Hi, @ColinPeeris : There are two places, we may change when we runing XXX_prune.py : 1 . The batch_size at def test() in test.py. When we runing XXX_prune.py, eval_model will call the test function in test.py; take an example in shortcut_prune.py , Line 162: eval_model call the test function, so we may change batch_size at def test(), the default batch_size was 16 in the definition , we can change it from 16 --> 8; 2 . Take a shortcut_prune.py as an example , at Line 221 , random_input = torch.rand((16, 3, 416, 416)).to(device), we may also can change 16--> 8;

ColinPeeris commented 3 years ago

Hi @chumingqian,

Thanks so much for your reply.

Just 2 more questions:

1) To do pruning, must I do all 3 steps prescribed in the link (i.e. Training, Sparse Training, Pruning) even if I already have a model in mind? I want to prune yolov4. Can I just skip ahead to the pruning step 3?
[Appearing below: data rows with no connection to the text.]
Issue #11467, opened 2019-04-12
Use Domain Credit


danielebogo:
All _WordPress.com plans_ include a custom domain name. This is given to the users as a _domain credit_, which they can redeem against any valid domain.

The image shows the new flow. The Domain Selection and the Register Domain exist within the Site Creation flow and [Automated Transfer flow](https://github.com/wordpress-mobile/WordPress-iOS/issues/9630). After completing the flow the user should be returned to the site dashboard.
![domain_credits_flow-1](https://user-images.githubusercontent.com/912252/56037253-ba76d080-5d26-11e9-800d-355f22c3b16f.png)

cc: @SylvesterWilmott

jaclync:
subtasks:
- [ ] Create feature flag `domainCredit`
- [ ] Add new subsection UI
- [ ] Add congrats screen UI
- [ ] Add logic that determines whether domain credit can be redeemed + testing
- [ ] Integrate the whole domain registration flow + testing
- [ ] Analytics

PR #11572, opened 2019-04-26
Domain credit success UI

jaclync:
Refs. #11467 - subtask - add success UI

* Set register domain row `showsSelectionState` to false, because its action presents a modal.
* Added `attributedSubtitleConfiguration` parameter in `NoResultsViewController` constructor/configuration to allow caller to further configure subtitle attributed text after default styling.
  * Passed `nil` value in Objective-C callers.
  * This addition is to allow different text style of domain string on success screen.
* Created `DomainCreditRedemptionSuccessViewController` that displays congrats messaging after domain credit redemption, with delegate to handle continue button action. It reuses UI of `NoResultsViewController` by using it as a child view controller.
* On site dashboard, on tapping "Register Domain" row, showed the new `DomainCreditRedemptionSuccessViewController`. After continue button is pressed on success screen, the screen is dismissed and a snackbar message with more details about domain registration is shown on site dashboard.

To test:
* Turn on `domainCredit` feature flag in `FeatureFlag` enum. You can also change domain name on success screen in `showDomainCreditRedemption`
* Go to a site/blog dashboard
* Tap on "Register Domain" row

Example expected screenshots

device | success screen | after dismissing success screen
--- | --- | ---
iPhone SE | Simulator Screen Shot - iPhone SE - 2019-04-26 at 21 19 43 | Simulator Screen Shot - iPhone SE - 2019-04-26 at 21 20 18
iPad Air 2 | Simulator Screen Shot - iPad Air 2 - 2019-04-26 at 21 45 14 | Simulator Screen Shot - iPad Air 2 - 2019-04-26 at 21 45 18

Update release notes:


WordPress/Classes/ViewRelated/Blog/DomainCredit/DomainCreditRedemptionSuccessViewController.swift
```diff
@@ -0,0 +1,69 @@
...
+    required init?(coder aDecoder: NSCoder) {
+        fatalError("init(coder:) has not been implemented")
+    }
+
+    override func viewDidLoad() {
+        super.viewDidLoad()
+        let attributedSubtitleConfiguration: NoResultsViewController.AttributedSubtitleConfiguration = {
+            [weak self] attributedText in
+            guard let `self` = self else {
+                fatalError()
```
danielebogo: You can use _self_ with no backticks. We use this approach in many places.
I was thinking, since `attributedSubtitleConfiguration` is an optional argument, can the `AttributedSubtitleConfiguration` return an optional? In this way you don't need to re-bind self but just use the weak reference. What do you think?

WordPress/Classes/ViewRelated/Blog/NoResultsViewController.swift
```diff
@@ -41,6 +41,11 @@ import Reachability
     private var accessorySubview: UIView?
     private var hideImage = false
 
+    /// Allows caller to customize subtitle attributed text after default styling.
+    typealias AttributedSubtitleConfiguration = (_ attributedText: NSAttributedString) -> NSAttributedString
+    /// Called after default styling of attributed subtitle, if non nil.
```
danielebogo: See the comment above 😊

SylvesterWilmott:
The screenshots look good @jaclync , thanks!

One thing I noticed is that the footer text on the register domain row is (i assume) sitting adjacent to the section heading on "Next Steps". We're using a typical spacing of 20pt in instances like this.

WordPress/Classes/ViewRelated/Blog/DomainCredit/DomainCreditRedemptionSuccessViewController.swift
jaclync: > You can use self with no backticks. We use this approach in many places.

thanks for pointing it out, now I know - looks like being able to write ``guard let `self` = self else { ... }`` is even a compiler bug according to [Swift evolution](https://github.com/apple/swift-evolution/blob/master/proposals/0079-upgrade-self-from-weak-to-strong.md#relying-on-a-compiler-bug)

> I was thinking, since attributedSubtitleConfiguration is an optional argument, can the AttributedSubtitleConfiguration return an optional? In this way you don't need to re-bind self but just use the weak reference.

just double checking, did you mean `typealias AttributedSubtitleConfiguration = (_ attributedText: NSAttributedString) -> NSAttributedString?`? then going to replace it with `guard let domain = self?.domain else { return nil }`. I also like that this way the configuration block can specify not to alter the attributed subtitle by returning `nil`

jaclync:
> One thing I noticed is that the footer text on the register domain row is (i assume) sitting adjacent to the section heading on "Next Steps". We're using a typical spacing of 20pt in instances like this.

@SylvesterWilmott confirming on the spacing: if the next section has title (like QuickStart in the screenshot), is that there should be extra 20pt spacing between the end of Domain Credit footer and the beginning of QuickStart section (or any section with title)? since this PR is on success UI, I just added this issue to the [subtasks](https://github.com/wordpress-mobile/WordPress-iOS/issues/11467#issuecomment-485809805) and will get back to update the spacing

WordPress/Classes/ViewRelated/Blog/DomainCredit/DomainCreditRedemptionSuccessViewController.swift
```diff
@@ -0,0 +1,69 @@
...
+            return self?.applyDomainStyle(to: attributedText, domain: domain)
+        }
+        let controller = NoResultsViewController.controllerWith(title: NSLocalizedString("Congratulations", comment: "Title on domain credit redemption success screen"),
+                                                                buttonTitle: NSLocalizedString("Continue", comment: "Action title to dismiss domain credit redemption success screen"),
+                                                                subtitle: nil,
+                                                                attributedSubtitle: generateDomainDetailsAttributedString(domain: domain),
+                                                                attributedSubtitleConfiguration: attributedSubtitleConfiguration,
+                                                                image: "wp-illustration-domain-credit-success",
+                                                                subtitleImage: nil,
+                                                                accessoryView: nil)
```
ScoutHarris: These `nil` parameters when calling `NoResultsViewController.controllerWith` aren't necessary since they all have default values of `nil`.

WordPress/Classes/ViewRelated/Blog/DomainCredit/DomainCreditRedemptionSuccessViewController.swift
```diff
@@ -0,0 +1,69 @@
+import UIKit
+
+@objc protocol DomainCreditRedemptionSuccessViewControllerDelegate {
```
ScoutHarris: I'm wondering why the protocol is `@objc`. Since `continueButtonPressed` doesn't appear to be optional, would this be more Swifty? 
`protocol DomainCreditRedemptionSuccessViewControllerDelegate: class`

ScoutHarris:
Hey @jaclync . I left a couple minor comments, but otherwise it looks good. Well done!

WordPress/Classes/ViewRelated/Blog/DomainCredit/DomainCreditRedemptionSuccessViewController.swift
jaclync: yup not needed! just removed

WordPress/Classes/ViewRelated/Blog/DomainCredit/DomainCreditRedemptionSuccessViewController.swift
jaclync: Yes, looks more Swify without `@objc`. just updated!

jaclync:
@ScoutHarris thanks for the Swifty suggestions, just updated for another pass!

SylvesterWilmott:
>if the next section has title (like QuickStart in the screenshot), is that there should be extra 20pt spacing between the end of Domain Credit footer and the beginning of QuickStart section (or any section with title)?

@jaclync That's correct, if there's a title below then add 20pt spacing. However, feel free to add screenshots here of both states (with and without quick start enabled) just to confirm.

jaclync:
@SylvesterWilmott here's a side by side comparison:

next section without title | next section with title
--- | ---
Simulator Screen Shot - iPhone SE - 2019-04-30 at 18 05 49 | Simulator Screen Shot - iPhone SE - 2019-04-30 at 18 13 33

SylvesterWilmott:
@jaclync Thanks for the screenshots, we should only ad the 20pt space is there is a section with a title below it

PR #11573, opened 2019-04-26
Notifications: Mark as unread

frosty:
This PR adds the ability to mark notifications as unread. Swipe left-to-right on a read notification to mark unread.

mark-unread

**To test:**

* Build and run and go to your Notifications
* Swipe left-to-right on a read notification and check it becomes unread
* Ensure you can still swipe on unread notifications to mark them read
* Open the same WPCom account in a browser and check the state is reflected there. Note that you may need to reload the page to see your changes on the app take effect.

Update release notes:

### DIFF
--- a/WordPress/Classes/ViewRelated/Notifications/Controllers/NotificationsViewController.swift
+++ b/WordPress/Classes/ViewRelated/Notifications/Controllers/NotificationsViewController.swift
@@ -691,6 +691,14 @@ private extension NotificationsViewController {
 
         NotificationSyncMediator()?.markAsRead(note)
     }
+
+    func markAsUnread(note: Notification) {
+        guard note.read else {
+            return
+        }
+
+        NotificationSyncMediator()?.markAsUnread(note)
+    }
 }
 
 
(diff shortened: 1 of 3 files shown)


WordPress/Classes/ViewRelated/Notifications/Controllers/NotificationsViewController.swift
```diff
@@ -1011,15 +1019,19 @@ extension NotificationsViewController: WPTableViewHandlerDelegate {
 //
 private extension NotificationsViewController {
     func leadingButtons(note: Notification) -> [MGSwipeButton] {
-        guard !note.read else {
-            return []
-        }
+        let isRead = note.read
+
```
danielebogo: What do you think if `Notification` can have a readonly property named _isRead_?In that way we can use `notice.isRead` to read the value without updating the data model.

frosty: I think that could make sense, although I only created this local variable because I thought it was slightly more readable in this case. I'll leave it for this PR, but it's something we could consider if we need it elsewhere :) Thanks!

PR #11575, opened 2019-04-26
Reader: Enforce max image size to prevent OOM errors due to gigantic images

aerych:
Yesterday I was trying to view a post in the reader and the app was being shut down and spring board restarted on my iPhone X.  Investigating, I discovered the images in the post were quite large, over 10,000x8,000 pixels which was this being scaled up to over 30,000x25,000 (x3 for the iPhone X retina display).  Memory pressure from trying to process the image was apparently yielding an OOM error.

2) One of the issues I have is at the train.py. I use the flag to set both devices "--device 0,1" since I have 2 T4 cards. However, only 1 GPU is used (see image below). I have since reduced the batch size using the flag "--batch-size 8" and it can run. I'm just wondering why the flag to set both devices isn't working. My full command is this: python train.py --data "data\coco2017.data" -pt --batch-size 8 --weights "weights/yolov3/yolov3.weights" --cfg "cfg/yolov3/yolov3.cfg" --device 0,1

image

chumingqian commented 3 years ago

Hi @ColinPeeris ,

  1. It is recommended to do the Sparse training Step, the purpose of Sparse training is to sparsing the coefficients of BN layers which gamma coefficients , letting the gamma coefficient close to the zero. Via the Sparse Training , we can decrease the reduction of map@0.5 due to the pruning .
    For a instance , if our permission is detect 20 classes on dataset :for this case , when we pruning without sparse training, it will bring a lot accuracy drop . If we sparse training before we prune, it will also bring a accuracy drop but not too much. But if our permission is detect one classes on dataset . For this case , doing sparse training or without sparse training before the pruning . the difference of accuracy drop may not too much.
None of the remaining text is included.